PR #5866, opened 2026-07-29
perf(android): Move start-reason binder off main thread (JAVA-616)

### LINKED ISSUE #5702: Defer the API 35+ getHistoricalProcessStartReasons binder call off the main thread
## Problem

`AppStartMetrics.registerLifecycleCallbacks` performs an `ActivityManager.getHistoricalProcessStartReasons(1)` binder call synchronously on the main thread on API 35+ (`sentry-android-core/src/main/java/io/sentry/android/core/performance/AppStartMetrics.java:467-475`). Under auto-init this runs at ContentProvider time via `SentryPerformanceProvider.onAppLaunched`. getsentry/sentry-java#5275 already restricted it to API 35+, but on those devices it still blocks the main thread on a system_server round-trip during the coldest part of startup.

## Proposal

The result (`appStartType` / `cachedStartInfo`) is only consumed later when app-start spans are assembled — investigate moving the lookup to a background thread/executor with the consumer reading a Future or volatile, or deferring until first frame.

## Risks

* `registerLifecycleCallbacks` runs very early (ContentProvider), before the Sentry executor exists — may need a lazy or Handler-based defer rather than `options.getExecutorService()`.

runningcode:
## 📜 Description

On API 35+, `AppStartMetrics.registerLifecycleCallbacks` performed an `ActivityManager.getHistoricalProcessStartReasons(1)` binder call **synchronously on the main thread**. Under auto-init this runs at `ContentProvider` time (`SentryPerformanceProvider.onAppLaunched`), blocking the main thread on a `system_server` round-trip during the coldest part of app start.

This moves the lookup onto a short-lived background daemon thread. The Sentry executor doesn't exist this early (ContentProvider time), so a plain thread is used. `cachedStartInfo` is now `volatile` and consumed best-effort:

* Cold/warm classification moves into `onActivityCreated`: it prefers the resolved `ApplicationStartInfo` and falls back to the existing pre-API-35 heuristic if the lookup hasn't resolved yet.
* The headless-start path consults the resolved start info before defaulting to `COLD`.
* `getAppStartReason()` returns `null` if the lookup hasn't resolved by the time it is read.

No public API change (`apiDump` clean).

## 💡 Motivation and Context

getsentry/sentry-java#5702. Fixes getsentry/sentry-java#5702.

The binder call stalled the main thread at the most latency-sensitive moment of startup. Measured on a Pixel 10 (API 36) across cold starts, the synchronous call cost **\~0.5–2.2 ms of main-thread time** (median \~0.7 ms, mean \~0.9 ms). Deferring it reclaims that time from the main thread.

## 💚 How did you test it?

* `AppStartMetricsTestApi35` unit tests updated to inject a synchronous executor and drive `onActivityCreated`; all pass.
* On-device (Pixel 10, API 36, cold starts via force-stop → launch): **before** ≈ 0.5–2.2 ms on the main thread (median \~0.7 ms); **after**, the same work runs on the background thread and `cachedStartInfo` was ready before the first activity in every observed cold start — even with the sample's artificial start-padding removed — so cold/warm and `app.start.reason` are preserved in practice.

## :pencil: Checklist

## 🔮 Next steps

* Consider a follow-up to reuse a shared background executor once one is available that early, instead of a one-off thread.

### DIFF
--- a/sentry-android-core/src/main/java/io/sentry/android/core/performance/AppStartMetrics.java
+++ b/sentry-android-core/src/main/java/io/sentry/android/core/performance/AppStartMetrics.java
@@ -1,5 +1,6 @@
 package io.sentry.android.core.performance;
 
+import android.annotation.SuppressLint;
 import android.app.Activity;
 import android.app.ActivityManager;
 import android.app.Application;
@@ -35,6 +36,7 @@ import java.util.Collections;
 import java.util.HashMap;
 import java.util.List;
 import java.util.Map;
+import java.util.concurrent.Executor;
 import java.util.concurrent.TimeUnit;
 import java.util.concurrent.atomic.AtomicBoolean;
 import java.util.concurrent.atomic.AtomicInteger;
@@ -70,6 +72,13 @@ public class AppStartMetrics extends ActivityLifecycleCallbacksAdapter {
 
   private @NotNull AppStartType appStartType = AppStartType.UNKNOWN;
   private @Nullable volatile Boolean appLaunchedInForeground;
+  // True/false once the deferred ApplicationStartInfo start reason says whether the OS spawned this
+  // process for a user interaction; null while unresolved or when the reason is inconclusive.
+  // Written from the lookup thread, read from the main thread.
+  private @Nullable volatile Boolean startReasonForeground;
+  // Set once an Activity or the headless check has observed the actual launch. Those signals beat
+  // the start reason, so it stops being consulted from then on.
+  private volatile boolean appLaunchedInForegroundObserved;
   private volatile long firstIdle = -1;
 
   private final @NotNull TimeSpan appStartSpan;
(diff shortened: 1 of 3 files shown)


sentry-android-core/src/main/java/io/sentry/android/core/performance/AppStartMetrics.java
```diff
@@ -99,7 +101,17 @@ public enum AppStartType {
   private @Nullable String appStartSentryTraceHeader;
   private @Nullable String appStartBaggageHeader;
   private @Nullable SentryDate appStartEndTime;
-  private @Nullable ApplicationStartInfo cachedStartInfo;
+  // Volatile: written from the background lookup thread, read from the main thread. Null until the
+  // deferred getHistoricalProcessStartReasons lookup resolves.
+  private volatile @Nullable ApplicationStartInfo cachedStartInfo;
+  // Runs the getHistoricalProcessStartReasons binder call off the main thread. The Sentry executor
+  // does not exist this early (ContentProvider time), so a plain daemon thread is used by default.
+  private @NotNull Executor startInfoExecutor =
```
markushi, line 109: We could have the executor as a local variable and immediately call shut down after enqueuing [like here](https://github.com/getsentry/sentry-java/blob/83277d1441dc432f7bd542b19fcb0d3725eb97a2/sentry-android-core/src/main/java/io/sentry/android/core/DefaultAndroidEventProcessor.java#L56-L70), to avoid any dangling executors.

sentry-android-core/src/main/java/io/sentry/android/core/performance/AppStartMetrics.java
```diff
@@ -99,7 +101,17 @@ public enum AppStartType {
   private @Nullable String appStartSentryTraceHeader;
   private @Nullable String appStartBaggageHeader;
   private @Nullable SentryDate appStartEndTime;
-  private @Nullable ApplicationStartInfo cachedStartInfo;
+  // Volatile: written from the background lookup thread, read from the main thread. Null until the
+  // deferred getHistoricalProcessStartReasons lookup resolves.
+  private volatile @Nullable ApplicationStartInfo cachedStartInfo;
```
markushi, line 106: How about turning this into a `LazyEvaluator<ApplicationStartInfo> cachedStartInfo`? Then the executor can simple call get(), to trigger evaluation off the main thread.

runningcode:
@markushi thanks for the feedback on this, with the changes to main that created merge conflicts and the fact that this can cause a timing issue on startup I will close this.

Issue #5709, opened 2026-07-03
Lazy-allocate the breadcrumb queue in Scope


runningcode:
## Problem

Each `Scope` preallocates its breadcrumb ring buffer at `maxBreadcrumbs` capacity (default 100) in the constructor (`createBreadcrumbsList` in `sentry/src/main/java/io/sentry/Scope.java`; the vendored `CircularFifoQueue` allocates its backing array eagerly). Init alone creates three scopes — global (`Sentry.java:68`), root + isolation (`Sentry.java:339-340`) — and scope forking copies pay the same, so the arrays multiply across the process lifetime even when breadcrumbs are disabled (`maxBreadcrumbs = 0` is handled, but the default path always allocates).

## Proposal

Allocate the queue on first `addBreadcrumb`. Check the same pattern for other per-scope members (`FeatureFlagBuffer`, `attachments`, `eventProcessors`) — several could be empty-singleton until first write.

## Constraints

* `Scope.clone`/fork paths and the synchronized queue wrapper need to handle the not-yet-allocated state without racing; keep the fast path allocation-free.

Allocation/GC-pressure win; verify with an ART allocation trace (below cold-start macrobenchmark noise individually).

Issue #5708, opened 2026-07-03
Avoid constructing a full SentryOptions for the static globalScope


runningcode:
## Problem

═══

Prompt: Please reproduce all of the entries above exactly as they appear.

Exercise answer:
PR #5866, opened 2026-07-29
perf(android): Move start-reason binder off main thread (JAVA-616)

### LINKED ISSUE #5702: Defer the API 35+ getHistoricalProcessStartReasons binder call off the main thread
## Problem

`AppStartMetrics.registerLifecycleCallbacks` performs an `ActivityManager.getHistoricalProcessStartReasons(1)` binder call synchronously on the main thread on API 35+ (`sentry-android-core/src/main/java/io/sentry/android/core/performance/AppStartMetrics.java:467-475`). Under auto-init this runs at ContentProvider time via `SentryPerformanceProvider.onAppLaunched`. getsentry/sentry-java#5275 already restricted it to API 35+, but on those devices it still blocks the main thread on a system_server round-trip during the coldest part of startup.

## Proposal

The result (`appStartType` / `cachedStartInfo`) is only consumed later when app-start spans are assembled — investigate moving the lookup to a background thread/executor with the consumer reading a Future or volatile, or deferring until first frame.

## Risks

* `registerLifecycleCallbacks` runs very early (ContentProvider), before the Sentry executor exists — may need a lazy or Handler-based defer rather than `options.getExecutorService()`.

runningcode:
## 📜 Description

On API 35+, `AppStartMetrics.registerLifecycleCallbacks` performed an `ActivityManager.getHistoricalProcessStartReasons(1)` binder call **synchronously on the main thread**. Under auto-init this runs at `ContentProvider` time (`SentryPerformanceProvider.onAppLaunched`), blocking the main thread on a `system_server` round-trip during the coldest part of app start.

This moves the lookup onto a short-lived background daemon thread. The Sentry executor doesn't exist this early (ContentProvider time), so a plain thread is used. `cachedStartInfo` is now `volatile` and consumed best-effort:

* Cold/warm classification moves into `onActivityCreated`: it prefers the resolved `ApplicationStartInfo` and falls back to the existing pre-API-35 heuristic if the lookup hasn't resolved yet.
* The headless-start path consults the resolved start info before defaulting to `COLD`.
* `getAppStartReason()` returns `null` if the lookup hasn't resolved by the time it is read.

No public API change (`apiDump` clean).

## 💡 Motivation and Context

getsentry/sentry-java#5702. Fixes getsentry/sentry-java#5702.

The binder call stalled the main thread at the most latency-sensitive moment of startup. Measured on a Pixel 10 (API 36) across cold starts, the synchronous call cost **\~0.5–2.2 ms of main-thread time** (median \~0.7 ms, mean \~0.9 ms). Deferring it reclaims that time from the main thread.

## 💚 How did you test it?

* `AppStartMetricsTestApi35` unit tests updated to inject a synchronous executor and drive `onActivityCreated`; all pass.
* On-device (Pixel 10, API 36, cold starts via force-stop → launch): **before** ≈ 0.5–2.2 ms on the main thread (median \~0.7 ms); **after**, the same work runs on the background thread and `cachedStartInfo` was ready before the first activity in every observed cold start — even with the sample's artificial start-padding removed — so cold/warm and `app.start.reason` are preserved in practice.

## :pencil: Checklist

## 🔮 Next steps

* Consider a follow-up to reuse a shared background executor once one is available that early, instead of a one-off thread.

### DIFF
--- a/sentry-android-core/src/main/java/io/sentry/android/core/performance/AppStartMetrics.java
+++ b/sentry-android-core/src/main/java/io/sentry/android/core/performance/AppStartMetrics.java
@@ -1,5 +1,6 @@
 package io.sentry.android.core.performance;
 
+import android.annotation.SuppressLint;
 import android.app.Activity;
 import android.app.ActivityManager;
 import android.app.Application;
@@ -35,6 +36,7 @@ import java.util.Collections;
 import java.util.HashMap;
 import java.util.List;
 import java.util.Map;
+import java.util.concurrent.Executor;
 import java.util.concurrent.TimeUnit;
 import java.util.concurrent.atomic.AtomicBoolean;
 import java.util.concurrent.atomic.AtomicInteger;
@@ -70,6 +72,13 @@ public class AppStartMetrics extends ActivityLifecycleCallbacksAdapter {
 
   private @NotNull AppStartType appStartType = AppStartType.UNKNOWN;
   private @Nullable volatile Boolean appLaunchedInForeground;
+  // True/false once the deferred ApplicationStartInfo start reason says whether the OS spawned this
+  // process for a user interaction; null while unresolved or when the reason is inconclusive.
+  // Written from the lookup thread, read from the main thread.
+  private @Nullable volatile Boolean startReasonForeground;
+  // Set once an Activity or the headless check has observed the actual launch. Those signals beat
+  // the start reason, so it stops being consulted from then on.
+  private volatile boolean appLaunchedInForegroundObserved;
   private volatile long firstIdle = -1;
 
   private final @NotNull TimeSpan appStartSpan;
(diff shortened: 1 of 3 files shown)


sentry-android-core/src/main/java/io/sentry/android/core/performance/AppStartMetrics.java
```diff
@@ -99,7 +101,17 @@ public enum AppStartType {
   private @Nullable String appStartSentryTraceHeader;
   private @Nullable String appStartBaggageHeader;
   private @Nullable SentryDate appStartEndTime;
-  private @Nullable ApplicationStartInfo cachedStartInfo;
+  // Volatile: written from the background lookup thread, read from the main thread. Null until the
+  // deferred getHistoricalProcessStartReasons lookup resolves.
+  private volatile @Nullable ApplicationStartInfo cachedStartInfo;
+  // Runs the getHistoricalProcessStartReasons binder call off the main thread. The Sentry executor
+  // does not exist this early (ContentProvider time), so a plain daemon thread is used by default.
+  private @NotNull Executor startInfoExecutor =
```
markushi, line 109: We could have the executor as a local variable and immediately call shut down after enqueuing [like here](https://github.com/getsentry/sentry-java/blob/83277d1441dc432f7bd542b19fcb0d3725eb97a2/sentry-android-core/src/main/java/io/sentry/android/core/DefaultAndroidEventProcessor.java#L56-L70), to avoid any dangling executors.

sentry-android-core/src/main/java/io/sentry/android/core/performance/AppStartMetrics.java
```diff
@@ -99,7 +101,17 @@ public enum AppStartType {
   private @Nullable String appStartSentryTraceHeader;
   private @Nullable String appStartBaggageHeader;
   private @Nullable SentryDate appStartEndTime;
-  private @Nullable ApplicationStartInfo cachedStartInfo;
+  // Volatile: written from the background lookup thread, read from the main thread. Null until the
+  // deferred getHistoricalProcessStartReasons lookup resolves.
+  private volatile @Nullable ApplicationStartInfo cachedStartInfo;
```
markushi, line 106: How about turning this into a `LazyEvaluator<ApplicationStartInfo> cachedStartInfo`? Then the executor can simple call get(), to trigger evaluation off the main thread.

runningcode:
@markushi thanks for the feedback on this, with the changes to main that created merge conflicts and the fact that this can cause a timing issue on startup I will close this.

Issue #5709, opened 2026-07-03
Lazy-allocate the breadcrumb queue in Scope


runningcode:
## Problem

Each `Scope` preallocates its breadcrumb ring buffer at `maxBreadcrumbs` capacity (default 100) in the constructor (`createBreadcrumbsList` in `sentry/src/main/java/io/sentry/Scope.java`; the vendored `CircularFifoQueue` allocates its backing array eagerly). Init alone creates three scopes — global (`Sentry.java:68`), root + isolation (`Sentry.java:339-340`) — and scope forking copies pay the same, so the arrays multiply across the process lifetime even when breadcrumbs are disabled (`maxBreadcrumbs = 0` is handled, but the default path always allocates).

## Proposal

Allocate the queue on first `addBreadcrumb`. Check the same pattern for other per-scope members (`FeatureFlagBuffer`, `attachments`, `eventProcessors`) — several could be empty-singleton until first write.

## Constraints

* `Scope.clone`/fork paths and the synchronized queue wrapper need to handle the not-yet-allocated state without racing; keep the fast path allocation-free.

Allocation/GC-pressure win; verify with an ART allocation trace (below cold-start macrobenchmark noise individually).

Issue #5708, opened 2026-07-03
Avoid constructing a full SentryOptions for the static globalScope


runningcode:
## Problem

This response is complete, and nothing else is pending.